A qualcuno, la misurazione dell’acidità del mosto potrà sembrare un’esagerazione a livello di birrificazione casalinga, ma in realtà, questo piccolo accorgimento, molto più spesso di quanto si possa pensare, fa la differenza tra il raggiungimento dell’efficenza prevista o no…
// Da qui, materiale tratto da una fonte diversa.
PR #579, opened 2023-10-30
Further optimize rendering methods

BenCheung0422:
This change performs well together with #523 and #524.
As a minor change, there is no longer an error popup when there is any explicitly or implicitly incompatible images regarding their sizes. Instead, a warning message is rendered in the terminal.
Due to the change to the compatibility of the rendering of the on-screen keyboard, the textures of the special keys are updated and saved as assets instead of being constructed on demand in runtime. It is mainly because the visibility of `Screen#pixels` is decreased,
There is no longer a light screen constructed with `Screen`. Instead, an object representing the overlay is present in the screen object.
Other minor changes:
- `Screen` is constructed with a parameter of `BufferedImage` instead of using the initialization method `#init(int[])` to initialize the pixel array.
- `Screen` now stores `BufferedImage` for the ability to render through `Graphics2D` on the image object.
- Most of the rendering methods except sprite rendering (compatibility problem) are replaced by using `Graphics2D` provided method.
- Methods to render an arbitrary size of area of `MinicraftImage` are added, because of the change to the on-screen keyboard.
- All methods to render now add queues instead of being rendered instantaneously. All the renderings are executed only when `Screen#flush()` is called and all processes before the latest screen clean rendering are eliminated.
- The drop in FPS on the world surface is significantly diminished.

Some methods may be still using array looping to render.

As a result, the CPU run time has been improved.
The below comparison is tested based on my personal computer.
Comparing with the current implementation (with #523):
- Before entering a world: improved by around 50%
- In world: improved by around 30%
Comparing with #524 added (comparing without this pull request):
- Before entering a world: improved by around 60%
- In world: no obvious change


Litorom:
Fix Conflicts and I’ll merge

PR #584, opened 2023-11-14
Push localizations from POEditor

BenCheung0422:
This would be the final push from POEditor once the migration is confirmed. When I have locked the localizations, this will be confirmed, and the localizations will be pulled into a new platform, Lokalise. This means that we will have a new platform to replace POEditor. This will be explained later with a new pull request with Lokalise replacing the role of POEditor in this project.

POEditor Sync is temporarily used for synchronization between this repository and POEditor. The configuration file will be removed once the project on POEditor is locked.


Litorom (approved):
Approved; no code changes, only updated translations.

El-Virus:
We'd need people to review the translations, some strings aren't translated properly.

Litorom:
> We'd need people to review the translations, some strings aren't translated properly.

Umm, I'm pretty sure these were reviewed by the site we were using. If some translations aren't correct, I still think this should be merged and fixed later because we need the correct translations

ChristofferHolmesland (approved):

PR #2, opened 2026-02-19
ensure ~/.nullclaw exists

jackharrhy:
running `nullclaw onboard`, would result in just `error: FileNotFound`, no further logs

this pr ensures the parent configuration dir exists before trying to write child files to it

tested, after this change, `nullclaw onboard` creates what it needs to create properly

### DIFF
--- a/src/onboard.zig
+++ b/src/onboard.zig
@@ -433,7 +433,13 @@ pub fn runQuickSetup(allocator: std.mem.Allocator, api_key: ?[]const u8, provide
         cfg.default_model = defaultModelForProvider(cfg.default_provider);
     }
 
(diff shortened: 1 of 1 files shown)


DonPrus:
Minor notes (non-blocking):
  - `makeDirAbsolute(dirname(...))` only creates one level of parent directory — works fine for the default `~/.nullclaw/workspace`, but will fail for custom deep paths like `/a/b/c/workspace` where intermediate dirs don't exist.                     
  - There's already `cfg.ensureDirs()` that does the same thing — could call that instead of duplicating the dirname + makeDirAbsolute pattern in two places.

PR #53, opened 2026-02-21
fix: use musl based image for release stage

### LINKED ISSUE #51: Error directory
### Description

command: docker-compose --profile agent up -d

Image

### Expected behavior

_No response_

### Steps to reproduce

_No response_

### Version

_No response_

### OS

None

mporrato:
Align the release stage base image to the image used for the build.

Since the binary is linked against the sqlite3 library, the resulting binary also depends on the libc of the build stage, which in this case is musl and won't work when executed in a glibc environment, like the debian-based distroless base.
I've also added a bunch of additional packages to make the out of the box setup somewhat usable.

Should fix #51

### DIFF
--- a/Dockerfile
+++ b/Dockerfile
@@ -32,8 +32,11 @@ EOF
 
 RUN chown -R 65534:65534 /nullclaw-data
 
-# ── Stage 3: Production Runtime (Distroless) ─────────────────
-FROM gcr.io/distroless/cc-debian13:nonroot AS release
+# ── Stage 3: Production Runtime ──────────────────────────────
+FROM alpine:3.23 AS release
+
+RUN apk add --no-cache ca-certificates tzdata curl \
+    openssh-client git sqlite uv python3 github-cli
 
 COPY --from=builder /app/zig-out/bin/nullclaw /usr/local/bin/nullclaw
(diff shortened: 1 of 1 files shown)


DonPrus:
Hey @mporrato, thanks for diagnosing the musl/glibc mismatch — spot on!

I went ahead and made a minimal fix in #57: just swapping the runtime base to `alpine:3.23` with `ca-certificates` and `tzdata`. The binary is statically linked against everything it needs (including SQLite), so it runs fine without additional packages in the container.

I left out `sqlite`, `uv`, `python3`, `github-cli`, `git`, `curl`, `openssh-client` to keep the image small. If users need any of those for tool use (e.g. shell commands from the agent), they can extend the image:

```dockerfile
FROM nullclaw:latest
RUN apk add --no-cache git curl openssh-client
```

Or use a docker-compose override / init script depending on the deployment setup.

mporrato:
Thanks @DonPrus  for looking into this and taking action. The extra packages were more of a convenience for me to troubleshoot a couple of issues I'm having.
I suppose, if you still want to keep the distroless base, you could statically link musl in the build stage but it's probably a more involved solution.
Closing.

PR #63, opened 2026-02-22
feat(channels): add Signal channel via signal-cli HTTP daemon

### LINKED ISSUE #58: [Feature Request] Add Signal channel support via `signal-cli --http` JSON-RPC daemon
### Description

As per the title, would love to see channel support for Signal using [signal-cli](https://github.com/AsamK/signal-cli).

I personally added Signal support to both zeroclaw https://github.com/zeroclaw-labs/zeroclaw/pull/468 and ironclaw https://github.com/nearai/ironclaw/pull/271.

If you're accepting PRs from LLMs I can work on this one.

Disclaimer: whereas I know rust pretty good which makes it easier to review and guide the models, this will be my first endeavor in Zig.

### Motivation

_No response_

ibhagwan:
Implement Signal messaging channel that connects to a signal-cli daemon running in HTTP mode (signal-cli --http <port>). Follows the vtable-based channel pattern established by existing channels.

Architecture:
- SSE event stream for receiving messages at /api/v1/events
- JSON-RPC for sending messages/typing indicators at /api/v1/rpc
- curl subprocess for all HTTP (consistent with other channels)
- Manual JSON construction via json_util helpers

Features:
- Full envelope processing (data messages, group messages)
- Allowlist-based access control for users and groups (empty allowlist = deny all, secure by default)
- Story message filtering (ignore_stories, default true)
- Attachment placeholder support (ignore_attachments, default true)
- Wildcard (*) support in allowlists
- UUID normalization (uuid: prefix) in allowlists
- E.164 phone number validation
- Trailing slash stripping from base URL
- Message splitting at 4096 char limit
- Best-effort typing indicators
- Health check via /api/v1/check endpoint

Config (accounts wrapper pattern):
  channels.signal.accounts.<id>.http_url     (required)
  channels.signal.accounts.<id>.account      (required, E.164 phone)
  channels.signal.accounts.<id>.allowed_users
  channels.signal.accounts.<id>.allowed_groups
  channels.signal.accounts.<id>.ignore_attachments (default: true)
  channels.signal.accounts.<id>.ignore_stories     (default: true)

Files:
- src/channels/signal.zig: channel implementation + tests
- src/config_types.zig: SignalConfig struct + ChannelsConfig field
- src/config_parse.zig: JSON config parsing for Signal channel
- src/channels/root.zig: sub-module registration

Closes #58

### DIFF
--- a/src/channel_loop.zig
+++ b/src/channel_loop.zig
@@ -250,6 +250,7 @@ pub fn runTelegramLoop(
                 const err_msg: []const u8 = switch (err) {
                     error.CurlFailed, error.CurlReadError, error.CurlWaitError => "Network error. Please try again.",
                     error.ProviderDoesNotSupportVision => "The current provider does not support image input. Switch to a vision-capable provider or remove [IMAGE:] attachments.",
+                    error.NoResponseContent => "Model returned an empty response. Please retry or /new for a fresh session.",
                     error.OutOfMemory => "Out of memory.",
                     else => "An error occurred. Try again or /new for a fresh session.",
                 };
@@ -371,6 +372,7 @@ pub fn runSignalLoop(
                 const err_msg: []const u8 = switch (err) {
                     error.CurlFailed, error.CurlReadError, error.CurlWaitError => "Network error. Please try again.",
                     error.ProviderDoesNotSupportVision => "The current provider does not support image input.",
+                    error.NoResponseContent => "Model returned an empty response. Please try again.",
                     error.OutOfMemory => "Out of memory.",
                     else => "An error occurred. Try again.",
                 };
@@ -566,6 +568,7 @@ pub fn runMatrixLoop(
                 const err_msg: []const u8 = switch (err) {
                     error.CurlFailed, error.CurlReadError, error.CurlWaitError => "Network error. Please try again.",
                     error.ProviderDoesNotSupportVision => "The current provider does not support image input.",
+                    error.NoResponseContent => "Model returned an empty response. Please try again.",
                     error.OutOfMemory => "Out of memory.",
                     else => "An error occurred. Try again.",
                 };
--- a/src/daemon.zig
+++ b/src/daemon.zig
@@ -375,6 +375,7 @@ fn inboundDispatcherThread(
             const err_msg: []const u8 = switch (err) {
                 error.CurlFailed, error.CurlReadError, error.CurlWaitError => "Network error. Please try again.",
                 error.ProviderDoesNotSupportVision => "The current provider does not support image input.",
+                error.NoResponseContent => "Model returned an empty response. Please try again.",
                 error.OutOfMemory => "Out of memory.",
                 else => "An error occurred. Try again.",
             };
--- a/src/gateway.zig
+++ b/src/gateway.zig
@@ -1222,6 +1222,26 @@ pub fn sendTelegramReply(allocator: std.mem.Allocator, bot_token: []const u8, ch
     _ = curl_child.wait() catch {};
 }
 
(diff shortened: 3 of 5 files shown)


ibhagwan:
Let me know quarter you think @DonPrus, I’m thinking to change the config option to match telegram and option names in Openclaw, so instead of allowed_users -> allowed_from, etc.

ibhagwan:
Also, I’m not familiar with the codebase yet but if the model implemented this in the most efficient way ( currently) there may be some work to be done in the channel abstraction layer as there are way too many changes needed in files outside the channel folder.

For example, onboarding, status, the main loop - all should be automatically propagated after a channel is added (vs the current hardcoded approach).

ibhagwan:
Ty @DonPrus,  fantastic changes

ibhagwan:
@DonPrus, https://github.com/nullclaw/nullclaw/pull/63/changes/f0c43cff25941b42574daacd0ab116b965061b47

> allowed_groups→group_allow_from

I’m not sure about this, if I am to judge this by the openclaw config conventions group_allow_from are user accounts (E164 numbers) which are allowed to talk within configured/permitted groups, the original code (perhaps changes now) uses  `allowed_groups` to limit which groups the agent participates in (unless the group is in this list or the list is `* ` the agent will ignore all messages in the group.

Judging by the chosen name I believe you want to match this behavior to openclaw, in which case we need to modify the code.

I’m thinking it’s still valuable to decide which groups the agent is listening to at all and on top to have group_allow_from which is the “allowlist” of groups only.

ibhagwan:
https://github.com/nullclaw/nullclaw/pull/63/changes/9812db56176b8bb1b48fa210da916d94b6a11067, FYI, the DebugAllocator was segfaulting due to a race condition on debug build when running the daemon.

DonPrus:
@ibhagwan, thanks, I will double check every thing tomorrow and than I will be ready for merge

ibhagwan:
@DonPrus, when building debug mode with simply `zig build` I get a `panic: unreachable code` as soon as the first message arrives (consistently), I tracked down to sqllite.sig implStore, I’m still working on it unsure why this happens and if related to the signal code, this doesn’t happen with ReleaseSmall.

Per my understanding it’s because ReleaseSmall doesn’t panic for unreachable but the behavior will be undefined and can lead to some nasty voodoo bugs.

I don’t have any other channels configured, can you check with another channel (or signal if you have) and lmk if you get the panic too in a debug build?

I’ve been working on it for a while now suspecting the memory is being corrupted somewhere else causing the vtable call to panic.

DonPrus:
@ibhagwan, I added some tests, but couldnt reproduce it now, could you try it again?

ibhagwan:
> @ibhagwan, I added some tests, but couldnt reproduce it now, could you try it again?

Pulled latest changes, still crashing on the first signal message in debug mode, it's very consistent for me but the source of the memory corruption is ellusive, I'm still debugging it will keep you posted.

Have you tried with signal channel or other channels only? I'm suspecting something in the newly added signal channel code.

ibhagwan:
Found the issue @DonPrus, it was only happening on memory.backend=markdown due to workspace_dir ref being corrupted, testing and will commit the fix in a sec.

ibhagwan:
@DonPrus, https://github.com/nullclaw/nullclaw/pull/63/commits/2539cdb3688d4f8c34cbd28fd7452271c5e266fb

DonPrus:
Looks good for me, lets wait checks and I will merge it.

ibhagwan:
> Looks good for me, lets wait checks and I will merge it.

Amazign work tysm @DonPrus!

Prima di ogni altra cosa, cerchiamo di capire perchè è necessario conoscere, e se è il caso, intervenire sull’acidità del nostro mash:
Molti sono i fattori per cui bisognerebbe sempre controllare il PH del mash, e molti sono strettamente tecnici, e io non ho le necessarie cognizioni di chimica per addentrarmi nei dettagli tecnici delle azioni enzimatiche, per le nostre necessità di homebrewer, ci basta sapere che: Il pH è un valore che indica la basicità o l’acidità dell’acqua (le grandezze vanno da 0 a 7 per l’acidità e da 7 a 14 per la basicità, Il valore intermedio 7 rappresenta una soluzione neutra), un modo molto semplice per rappresentare (e capire..) come si misura il PH è la scala colorimetrica:
Solitamente, l’acqua di rete in Italia è a PH neutro, cioè ha un valore pari a PH7, ma cerchiamo di capire perchè questo valore non è quello “ideale” per i nostri scopi:
Quando effettuiamo il mash con i suoi step di temperatura e tempo, attiviamo tutta una serie di processi enzimatici che servono ad estrarre dal’impasto di grani gli zuccheri e gli enzimi di cui si nutrirà il lievito durante la fermentazione, nel dettaglio, e a puro scopo informativo li elencherò qui sotto:
Enzimi proteolitici | Enzimi diastasici | |
-Endopeptidasi: pH optimum 5.0 (40-50°C ) -Carbopeptidasi: pH optimum 5.2 (50-60°C -Dipeptidasi: pH optimum 8.2 (40-45°C) -Aminopeptidasi: pH optimum 7.2 (40-45°C) |
-Beta-Amilasi: pH optimum 5.4 – 5.6 ( 60-65°C ) -Alpha-Amilasi: pH optimum 5.6 – 5.8 ( 70-75°C) |
Come si può notare, tutti questi processi hanno una temperatura ed un PH “ideale” a cui svilupparsi, e probabilmente sarebbe improponibile riuscire a rispettarli tutti alla lettera in ambito casalingo, e in fondo, a noi homebrewers, i processi che ci interessano maggiormente sono 2: Beta-Amilasi e Alpha-Amilasi, quindi, tralascerei ulteriori approfondimenti tecnici, e direi di cominciare interessarci alla parte pratica della questione…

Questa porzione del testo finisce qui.